Stored data:

=== Begin Enclosure ===

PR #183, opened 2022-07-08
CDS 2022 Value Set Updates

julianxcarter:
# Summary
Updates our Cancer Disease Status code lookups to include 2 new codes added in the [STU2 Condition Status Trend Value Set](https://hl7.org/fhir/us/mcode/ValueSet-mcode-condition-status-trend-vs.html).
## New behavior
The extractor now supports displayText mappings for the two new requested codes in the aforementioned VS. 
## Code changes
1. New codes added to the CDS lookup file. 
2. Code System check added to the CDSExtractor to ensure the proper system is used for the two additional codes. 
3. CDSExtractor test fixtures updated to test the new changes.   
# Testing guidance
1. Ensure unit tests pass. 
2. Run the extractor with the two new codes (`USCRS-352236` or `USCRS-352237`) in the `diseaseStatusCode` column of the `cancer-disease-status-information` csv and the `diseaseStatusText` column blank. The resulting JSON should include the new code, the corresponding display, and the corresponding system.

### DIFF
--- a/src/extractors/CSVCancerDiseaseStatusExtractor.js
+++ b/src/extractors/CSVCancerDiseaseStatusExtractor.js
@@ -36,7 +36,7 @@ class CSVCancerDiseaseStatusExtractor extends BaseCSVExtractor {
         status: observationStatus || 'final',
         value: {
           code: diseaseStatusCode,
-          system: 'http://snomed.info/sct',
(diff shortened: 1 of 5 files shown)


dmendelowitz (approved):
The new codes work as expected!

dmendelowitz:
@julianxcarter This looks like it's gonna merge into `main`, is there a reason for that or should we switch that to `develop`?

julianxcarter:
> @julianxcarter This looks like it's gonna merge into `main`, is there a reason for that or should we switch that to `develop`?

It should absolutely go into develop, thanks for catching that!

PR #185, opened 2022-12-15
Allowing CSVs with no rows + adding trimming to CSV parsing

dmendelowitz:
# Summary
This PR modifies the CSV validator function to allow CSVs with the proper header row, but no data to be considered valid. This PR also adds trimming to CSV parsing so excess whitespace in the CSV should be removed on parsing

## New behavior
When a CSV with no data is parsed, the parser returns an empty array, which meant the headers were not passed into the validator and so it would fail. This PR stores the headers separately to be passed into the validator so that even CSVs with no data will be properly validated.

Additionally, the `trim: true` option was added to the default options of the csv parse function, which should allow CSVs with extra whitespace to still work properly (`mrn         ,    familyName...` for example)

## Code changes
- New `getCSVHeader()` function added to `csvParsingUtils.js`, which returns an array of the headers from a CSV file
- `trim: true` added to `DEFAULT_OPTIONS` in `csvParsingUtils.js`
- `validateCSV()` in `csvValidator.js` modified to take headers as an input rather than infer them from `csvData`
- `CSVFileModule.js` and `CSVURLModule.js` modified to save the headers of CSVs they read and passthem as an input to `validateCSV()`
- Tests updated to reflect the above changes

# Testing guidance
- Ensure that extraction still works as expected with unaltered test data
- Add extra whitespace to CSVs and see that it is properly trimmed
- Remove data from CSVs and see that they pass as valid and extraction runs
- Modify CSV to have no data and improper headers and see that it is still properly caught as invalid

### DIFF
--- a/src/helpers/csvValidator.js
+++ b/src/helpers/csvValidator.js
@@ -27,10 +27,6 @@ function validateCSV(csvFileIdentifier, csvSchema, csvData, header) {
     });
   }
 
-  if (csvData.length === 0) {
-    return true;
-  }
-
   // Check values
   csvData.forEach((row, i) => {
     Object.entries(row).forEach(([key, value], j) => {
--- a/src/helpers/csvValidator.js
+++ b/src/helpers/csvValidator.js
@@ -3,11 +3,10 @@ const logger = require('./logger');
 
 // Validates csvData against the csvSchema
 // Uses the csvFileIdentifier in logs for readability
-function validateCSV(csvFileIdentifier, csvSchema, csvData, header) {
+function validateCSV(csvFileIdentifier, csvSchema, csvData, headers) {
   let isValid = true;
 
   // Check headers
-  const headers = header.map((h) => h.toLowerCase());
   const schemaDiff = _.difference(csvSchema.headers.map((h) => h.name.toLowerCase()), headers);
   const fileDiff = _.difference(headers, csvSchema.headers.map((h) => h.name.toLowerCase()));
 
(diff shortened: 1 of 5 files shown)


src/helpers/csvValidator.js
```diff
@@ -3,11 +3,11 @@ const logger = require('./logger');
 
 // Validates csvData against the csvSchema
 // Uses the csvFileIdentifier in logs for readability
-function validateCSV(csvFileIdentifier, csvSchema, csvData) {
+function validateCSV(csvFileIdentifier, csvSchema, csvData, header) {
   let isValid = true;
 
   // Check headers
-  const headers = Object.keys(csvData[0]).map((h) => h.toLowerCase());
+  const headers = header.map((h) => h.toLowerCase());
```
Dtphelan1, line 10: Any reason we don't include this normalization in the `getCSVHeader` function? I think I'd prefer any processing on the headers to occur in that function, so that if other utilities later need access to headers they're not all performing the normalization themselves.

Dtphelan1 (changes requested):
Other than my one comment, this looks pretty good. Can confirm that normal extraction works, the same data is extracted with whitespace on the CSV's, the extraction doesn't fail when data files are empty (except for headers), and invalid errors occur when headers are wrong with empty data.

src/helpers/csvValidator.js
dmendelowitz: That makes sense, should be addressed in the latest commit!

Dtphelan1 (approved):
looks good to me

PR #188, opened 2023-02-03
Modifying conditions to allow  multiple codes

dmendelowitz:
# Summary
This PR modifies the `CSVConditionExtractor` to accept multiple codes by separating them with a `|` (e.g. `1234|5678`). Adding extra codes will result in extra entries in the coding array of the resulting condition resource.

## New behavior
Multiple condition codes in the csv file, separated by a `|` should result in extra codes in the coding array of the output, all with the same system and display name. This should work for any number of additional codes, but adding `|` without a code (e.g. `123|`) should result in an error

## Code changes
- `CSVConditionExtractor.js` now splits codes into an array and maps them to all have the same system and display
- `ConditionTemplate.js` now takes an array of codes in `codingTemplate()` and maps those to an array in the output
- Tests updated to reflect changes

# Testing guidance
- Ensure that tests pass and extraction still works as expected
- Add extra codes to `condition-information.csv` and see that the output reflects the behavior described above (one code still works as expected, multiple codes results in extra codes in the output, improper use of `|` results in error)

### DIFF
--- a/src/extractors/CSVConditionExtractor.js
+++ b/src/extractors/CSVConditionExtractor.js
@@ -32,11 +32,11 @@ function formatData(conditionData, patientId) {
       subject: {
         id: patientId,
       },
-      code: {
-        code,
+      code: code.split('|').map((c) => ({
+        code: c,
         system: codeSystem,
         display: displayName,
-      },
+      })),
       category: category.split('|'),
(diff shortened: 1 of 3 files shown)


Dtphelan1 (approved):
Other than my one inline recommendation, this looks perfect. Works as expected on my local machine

=== End Enclosure ===
=== Begin Enclosure ===

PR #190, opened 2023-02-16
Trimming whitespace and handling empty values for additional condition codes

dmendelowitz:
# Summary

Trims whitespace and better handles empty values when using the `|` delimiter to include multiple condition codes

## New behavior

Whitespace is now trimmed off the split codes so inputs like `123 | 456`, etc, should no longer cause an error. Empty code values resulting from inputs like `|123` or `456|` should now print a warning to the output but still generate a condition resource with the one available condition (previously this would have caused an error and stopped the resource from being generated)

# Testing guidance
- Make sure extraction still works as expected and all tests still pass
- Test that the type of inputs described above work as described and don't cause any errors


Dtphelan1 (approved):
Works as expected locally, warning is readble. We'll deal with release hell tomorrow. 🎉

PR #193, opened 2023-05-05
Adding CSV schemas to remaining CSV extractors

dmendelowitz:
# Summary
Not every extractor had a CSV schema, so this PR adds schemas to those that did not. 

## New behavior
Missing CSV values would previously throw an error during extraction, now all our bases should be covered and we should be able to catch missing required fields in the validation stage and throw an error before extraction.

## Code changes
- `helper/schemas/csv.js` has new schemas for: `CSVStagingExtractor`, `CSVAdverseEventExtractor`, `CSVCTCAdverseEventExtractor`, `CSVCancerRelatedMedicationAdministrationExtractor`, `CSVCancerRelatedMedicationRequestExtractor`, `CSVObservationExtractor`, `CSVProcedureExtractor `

=== End Enclosure ===

- _Problem requirements_
When the word "csvSchema" shows up in a line of the entries, pull that line out.

- _Output of the task_
@@ -27,10 +27,6 @@ function validateCSV(csvFileIdentifier, csvSchema, csvData, header) {
 // Validates csvData against the csvSchema
-function validateCSV(csvFileIdentifier, csvSchema, csvData, header) {
+function validateCSV(csvFileIdentifier, csvSchema, csvData, headers) {
   const schemaDiff = _.difference(csvSchema.headers.map((h) => h.name.toLowerCase()), headers);
   const fileDiff = _.difference(headers, csvSchema.headers.map((h) => h.name.toLowerCase()));
 // Validates csvData against the csvSchema
-function validateCSV(csvFileIdentifier, csvSchema, csvData) {
+function validateCSV(csvFileIdentifier, csvSchema, csvData, header) {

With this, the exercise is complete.